Evelyn knew what he was asking, even though he did not articulate it.
‘Because every last human life is worth protecting now,’ she replied. ‘Even yours.’
Cutler scowled at her, but he marched past and up into the shuttle.
Evelyn turned to see that the fusion core had been transferred to the
And then she was running for the shuttle amid churned clouds of dust that shone in the sunlight, and the rear–doors closed as she strapped herself in and the shuttle lifted off and pitched up toward the sky.
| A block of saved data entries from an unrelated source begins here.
PR #345, opened 2019-01-11
Allow to override tags on publish

### LINKED ISSUE #181: ko should allow images to be tagged with other tags (not just :latest)

paivagustavo:
Sequence from #277. 

I have changed a little the context of the PR. The previous implementation only let you define additional tags, but when pushing an Image, you should have total control over the tags will be pushed.

There are moments when you don't want to publish a `latest` tag, for example when you need to generate a image from a hotfix from a old version of an application.

So with this in mind, when you pass a `--tag=` flag you override the `latest` default tag.

This closes #181 

Note: this requires some more testing.

### DIFF
--- a/cmd/ko/resolve.go
+++ b/cmd/ko/resolve.go
@@ -87,7 +87,7 @@ func makePublisher(no *NameOptions, lo *LocalOptions) (publish.Interface, error)
 
 		repoName := os.Getenv("KO_DOCKER_REPO")
 		if lo.Local || repoName == publish.LocalDomain {
-			return publish.NewDaemon(namer), nil
+			return publish.NewDaemon(namer, []string{}), nil
 		}
 		_, err := name.NewRepository(repoName, name.WeakValidation)
 		if err != nil {
--- a/cmd/ko/resolve.go
+++ b/cmd/ko/resolve.go
@@ -74,7 +74,7 @@ func makeBuilder() (*build.Caching, error) {
 	return build.NewCaching(innerBuilder)
 }
 
-func makePublisher(no *NameOptions, lo *LocalOptions) (publish.Interface, error) {
+func makePublisher(no *NameOptions, lo *LocalOptions, ta *TagsOptions) (publish.Interface, error) {
 	// Create the publish.Interface that we will use to publish image references
 	// to either a docker daemon or a container image registry.
 	innerPublisher, err := func() (publish.Interface, error) {
@@ -87,7 +87,7 @@ func makePublisher(no *NameOptions, lo *LocalOptions) (publish.Interface, error)
 
 		repoName := os.Getenv("KO_DOCKER_REPO")
 		if lo.Local || repoName == publish.LocalDomain {
-			return publish.NewDaemon(namer, []string{}), nil
+			return publish.NewDaemon(namer, ta.Tags), nil
 		}
 		_, err := name.NewRepository(repoName, name.WeakValidation)
 		if err != nil {
@@ -96,7 +96,8 @@ func makePublisher(no *NameOptions, lo *LocalOptions) (publish.Interface, error)
 
 		return publish.NewDefault(repoName,
 			publish.WithAuthFromKeychain(authn.DefaultKeychain),
-			publish.WithNamer(namer))
+			publish.WithNamer(namer),
+			publish.WithTags(ta.Tags))
 	}()
 	if err != nil {
 		return nil, err
@@ -109,7 +110,7 @@ func makePublisher(no *NameOptions, lo *LocalOptions) (publish.Interface, error)
 // resolvedFuture represents a "future" for the bytes of a resolved file.
 type resolvedFuture chan []byte
 
-func resolveFilesToWriter(fo *FilenameOptions, no *NameOptions, lo *LocalOptions, out io.WriteCloser) {
+func resolveFilesToWriter(fo *FilenameOptions, no *NameOptions, lo *LocalOptions, ta *TagsOptions, out io.WriteCloser) {
 	defer out.Close()
 	builder, err := makeBuilder()
 	if err != nil {
@@ -117,7 +118,7 @@ func resolveFilesToWriter(fo *FilenameOptions, no *NameOptions, lo *LocalOptions
 	}
 
 	// Wrap publisher in a memoizing publisher implementation.
-	publisher, err := makePublisher(no, lo)
+	publisher, err := makePublisher(no, lo, ta)
 	if err != nil {
 		log.Fatalf("error creating publisher: %v", err)
 	}
--- a/cmd/ko/tags.go
+++ b/cmd/ko/tags.go
@@ -1,0 +1,28 @@
+// Copyright 2018 Google LLC All Rights Reserved.
+//
+// Licensed under the Apache License, Version 2.0 (the "License");
+// you may not use this file except in compliance with the License.
+// You may obtain a copy of the License at
+//
+//    http://www.apache.org/licenses/LICENSE-2.0
+//
+// Unless required by applicable law or agreed to in writing, software
+// distributed under the License is distributed on an "AS IS" BASIS,
+// WITHOUT WARRANTIES OR CONDITIONS OF ANY KIND, either express or implied.
+// See the License for the specific language governing permissions and
+// limitations under the License.
+
+package main
+
+import (
+	"github.com/spf13/cobra"
+)
+
+type TagsOptions struct {
+	Tags []string
+}
+
+func addTagsArg(cmd *cobra.Command, ta *TagsOptions) {
+	cmd.Flags().StringSliceVar(&ta.Tags, "tags", ta.Tags,
+		"Which tags to use for the produced image instead of the default 'latest' tag.")
+}
--- a/cmd/ko/tags.go
+++ b/cmd/ko/tags.go
@@ -18,11 +18,12 @@ import (
 	"github.com/spf13/cobra"
 )
 
+// TagsOptions holds the list of tags to tag the built image
 type TagsOptions struct {
 	Tags []string
 }
 
 func addTagsArg(cmd *cobra.Command, ta *TagsOptions) {
-	cmd.Flags().StringSliceVar(&ta.Tags, "tags", ta.Tags,
+	cmd.Flags().StringSliceVarP(&ta.Tags, "tags", "t", []string{"latest"},
 		"Which tags to use for the produced image instead of the default 'latest' tag.")
 }
--- a/pkg/ko/publish/daemon.go
+++ b/pkg/ko/publish/daemon.go
@@ -49,13 +49,16 @@ func (d *demon) Publish(img v1.Image, s string) (name.Reference, error) {
 		return nil, err
 	}
 
-	for _, tagName := range d.tags {
+	tagsAndDigest := append(d.tags, h.Hex)
+
+	for _, tagName := range tagsAndDigest {
 		tag, err := name.NewTag(fmt.Sprintf("%s/%s:%s", LocalDomain, d.namer(s), tagName), name.WeakValidation)
 		if err != nil {
 			return nil, err
 		}
 		log.Printf("Loading %v", tag)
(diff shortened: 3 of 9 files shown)


paivagustavo:
As the person who made the initial implementation and one who reviewed it, I would appreciate the review from both, @markusthoemmes @mattmoor 

This is actually my first contribution to a Go project, any consideration will be very welcome.

pkg/ko/publish/daemon.go
```diff
@@ -47,14 +48,27 @@ func (d *demon) Publish(img v1.Image, s string) (name.Reference, error) {
 	if err != nil {
 		return nil, err
 	}
+
+	if len(d.tags) == 0 {
```
jonjohnsonjr: You can avoid this special casing if you just make the default value for `--tags` be `[]string{"latest"}`.

(The third parameter in `StringSliceVar` allows you to specify a default.)

cmd/ko/resolve.go
```diff
@@ -87,7 +87,7 @@ func makePublisher(no *NameOptions, lo *LocalOptions) (publish.Interface, error)
 
 		repoName := os.Getenv("KO_DOCKER_REPO")
 		if lo.Local || repoName == publish.LocalDomain {
-			return publish.NewDaemon(namer), nil
+			return publish.NewDaemon(namer, []string{}), nil
```
jonjohnsonjr: Shouldn't we also pass through the tags options for a local `resolve`?

pkg/ko/publish/options.go
```diff
@@ -72,3 +72,11 @@ func WithNamer(n Namer) Option {
 		return nil
 	}
 }
+
+// WithTags is a functional option for overriding the image tags
+func WithTags(tags []string) Option {
```
jonjohnsonjr: I think we want to use this in `makePublisher` as well. We just need to pass the TagsOptions through to it.

pkg/ko/publish/default.go
```diff
@@ -53,12 +55,17 @@ type Namer func(string) string
 //   ^--base--^ ^-------import path-------^
 func identity(in string) string { return in }
 
+// As some registries do not support push an image by digest, the default tag for pushing
```
jonjohnsonjr: small grammar nit: "... pushing an image by digest, ..."

cmd/ko/tags.go
```diff
@@ -0,0 +1,28 @@
...
+import (
+	"github.com/spf13/cobra"
+)
+
+type TagsOptions struct {
+	Tags []string
+}
+
+func addTagsArg(cmd *cobra.Command, ta *TagsOptions) {
+	cmd.Flags().StringSliceVar(&ta.Tags, "tags", ta.Tags,
```
jonjohnsonjr: I think i'd like this to be `StringSliceVarP` with `-t` as the shorthand so we can use it similarly to `docker build -t foo -t bar`. @ImJasonH @mattmoor thoughts?

paivagustavo:
I'll try to do these changes tonight. 

I've changed only the behaviour of `publish`, because of your [comment](https://github.com/google/go-containerregistry/issues/181#issuecomment-393299462) where you state:

>  I'm -1 on adding this to config anywhere.

But I can sure add this apply and resolve as well.

jonjohnsonjr:
Ah, sorry for the confusion, by that comment I meant I didn't want to add anything to [the config file](https://github.com/google/go-containerregistry/tree/master/cmd/ko#configuration-via-koyaml), since it's not project-specific, but user-specific.

pkg/ko/publish/daemon.go
paivagustavo: thanks, changed this.

pkg/ko/publish/options.go
paivagustavo: added this on the `makePublisher` function.

cmd/ko/tags.go
paivagustavo: that actually seems cool and very useful. I've added this too.

cmd/ko/resolve.go
paivagustavo: yup, add this here and on the `makePublisher`

pkg/ko/publish/daemon.go
```diff
@@ -47,14 +48,23 @@ func (d *demon) Publish(img v1.Image, s string) (name.Reference, error) {
...
 		return nil, err
 	}
+
+	for _, tagName := range d.tags {
+		tag, err := name.NewTag(fmt.Sprintf("%s/%s:%s", LocalDomain, d.namer(s), tagName), name.WeakValidation)
+		if err != nil {
+			return nil, err
+		}
+		log.Printf("Loading %v", tag)
+		if _, err := daemon.Write(tag, img); err != nil {
```
jonjohnsonjr: This is going to effectively "docker load" the tarball multiple times, which is slow. For this, we probably want to expose a new method in the `daemon` package to add a tag that just calls [`ImageTag`](https://github.com/moby/moby/blob/beef00cb2612754d73024fd89d417b3a7114f87f/client/image_tag.go#L12). I think that's out of scope for this PR, but can you just add a TODO? Something like:

`TODO: This is slow because we have to load the image multiple times. We should use client.ImageTag instead`

cc @nkubala does that sound right to you?

We could also possibly hide this by caching the result of `ImageLoad` via `map[v1.Image]<something>` and calling `ImageTag` instead of `ImageLoad` if the `v1.Image` matches... :man_shrugging:

pkg/ko/publish/daemon.go
```diff
@@ -47,14 +48,23 @@ func (d *demon) Publish(img v1.Image, s string) (name.Reference, error) {
...
+			return nil, err
+		}
+		log.Printf("Loaded %v", tag)
+	}
+
 	tag, err := name.NewTag(fmt.Sprintf("%s/%s:%s", LocalDomain, d.namer(s), h.Hex), name.WeakValidation)
```
jonjohnsonjr: I think we need to still load this one, since we'll be referencing it later. You could create a new list of tags that is `d.tags` + this tag, and use that for the above loop.

paivagustavo:
I've done everything you asked @jonjohnsonjr, with you could review this again. I guess we need to wait others to review this too.

In the process doing this, I found out that `ko run` is not documented on github and it has a bug when we pass a flag like `--preserve-import-paths` and any other, since it forwards any argument from the `ko` command to the `kubectl run` command, I think we need to address this too later in another issue, if you agree I'll open an issue for these.

pkg/ko/publish/daemon.go
paivagustavo: This is something that i thought while doing it, but I had the conclusion that it should be an improvement for another time. 
The same is valid to the `default.go` when doing `remote.Write`

jonjohnsonjr:
Yes that's definitely a bug in `ko run`, thanks for spotting it. Please open an issue :smile: cc @mattmoor

pkg/ko/publish/daemon.go
paivagustavo: Actually we don't. Any image that is published with a tag can be referenced by it's digest, so we don't need to upload it via the digest.

pkg/ko/publish/daemon.go
paivagustavo: @jonjohnsonjr  on the `default.go` we should be able to do this with `crane`? Just want to know to add a more specific TODO.

paivagustavo:
> Yes that's definitely a bug in `ko run`, thanks for spotting it. Please open an issue  cc @mattmoor

Opened issue #346, glad to help :)

pkg/ko/publish/daemon.go
paivagustavo: I guess there is not a way to tag an image, but we can generalize the commit function to do multiple pushes of the manifest for each tag.

pkg/ko/publish/daemon.go
jonjohnsonjr: Omg. I just typed up a huge response but unresolving the conversation made it go away. One second, I'll try to reproduce it.

jonjohnsonjr: I'm pretty sure we do still need this tag.

When using `--local`, we don't actually publish the images to a registry, we just sideload them into the docker daemon. Docker doesn't calculate these image digests until you push the image (it's expensive to calculate the digest because you have to gzip all the layers), so we can't reference them by their digests. Instead, we _tag_ these images with the digest, e.g.:

```
ko.local/webhook-37fa64b5b216d563332fd3210a121e52:5d887242fa90e49a31bb1f7caf9f2194de3890251acb65610f98fe60dd601cb1
```

instead of:

```
ko.local/webhook-37fa64b5b216d563332fd3210a121e52@sha256:5d887242fa90e49a31bb1f7caf9f2194de3890251acb65610f98fe60dd601cb1
```

It's a bit of a mess, but it's the only way to get minikube to work without a registry (as far as I know, we can't coerce docker into calculating a digest for us).

I don't have minikube installed, but you can see here that after running `ko resolve --tags "foo" -L -f config/` with your changes, docker doesn't know the digests for those images:
```
$ docker images --digests
REPOSITORY                                             TAG                 DIGEST                                                                    IMAGE ID            CREATED             SIZE
ko.local/webhook-37fa64b5b216d563332fd3210a121e52      foo                 <none>                                                                    4a98e85efff9        49 years ago        53.4MB
ko.local/activator-2d008c4c36689d255523e5fa210c0bec    foo                 <none>                                                                    9e529f7fe80a        49 years ago        61.2MB
ko.local/autoscaler-b41733a3e5694e8fc64777bdfd8e791a   foo                 <none>                                                                    f2315e73e8a3        49 years ago        62.1MB
ko.local/controller-43f0364ab2f6dab17267e80a1f6a4adc   foo                 <none>                                                                    48f90164b572        49 years ago        64.3MB
ko.local/queue-7204c16e44715cd30f78443fb99e0f58        foo                 <none>                                                                    dd1a04b833ea        49 years ago        50.9MB
```

pkg/ko/publish/daemon.go
jonjohnsonjr: I think we can optimize the `remote.Write` path a little bit to make it cheaper to add a tag to an existing image. We could also just expose a cheap "AddTag" function to do what is expected. Either way, I'm fine with just this TODO for now, we can revisit `remote.Write` later. It's much cheaper than the daemon side-loading thing (I think).

pkg/ko/publish/daemon.go
paivagustavo: Wow, that is a shame. Didn't know about this about the docker daemon, found some github issues from moby/docker that exposes this problem. I tested this on gcr, so i always end up getting an image with digest.

I'll add this tomorrow. So we actually only need to do this on the local daemon. Remote writes doens't need, right?

Thanks for clarifying this.

pkg/ko/publish/daemon.go
```diff
@@ -47,14 +48,27 @@ func (d *demon) Publish(img v1.Image, s string) (name.Reference, error) {
 	if err != nil {
 		return nil, err
 	}
+
+	tagsAndDigest := append(d.tags, h.Hex)
```
jonjohnsonjr: This is _probably_ fine in this case, but normally you'd want to use `copy`, then `append` for this.

It's a stupid go thing, but `append` manipulates the underlying array in strange ways that can lead to unexpected behavior: https://allegro.tech/2017/07/golang-slices-gotcha.html

paivagustavo: Hmm, didn't know about this, as you can see I am actually really new to go. I'll read about.

jonjohnsonjr:
Let's open a new PR for that since this one is ready to go.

‘You ready for this?’ Andaim asked.
Evelyn nodded. ‘I’ve been waiting a long time for it.’
Andaim cast a glance out of a viewing port and saw the desert sink away, scorched by a blackened stain of destruction cast by the ruptured fusion core.
‘Let’s get our ship back.’
***
‘On screen.’
The bridge was hushed as the main display switched from a view of the nearby planet to a star field.
Hevel sat in the captain’s chair, watching the screen as around him the bridge crew stared at the huge vessel cruising toward them. It seemed dwarfed by the vastness of space and the infinite number of stars glowing behind it, but a glance at the scaling register on one side of the screen belied the illusion.
Although superficially similar in appearance the vessel was almost twice the size of Atlantia, an Avenger–Class battleship that had once been the pride of the colonial fleet. It’s long, slender hull was flanked by two wings that allowed for the carriage of directed energy weapons far superior to Atlantia’s plasma guns, its hull huge enough to bear twin anti–matter engines to provide internal power as well as the energy for its weapons. The Avenger class were power–projection vessels, used to defend the borders of the colonies in time of military tension with other, less cooperative races.
‘Range?’ Hevel asked.
Aranna glanced down at her instruments, her voice monotone in reply. ‘Two planetary diameters, sir. She’ll be with us within an hour or two.’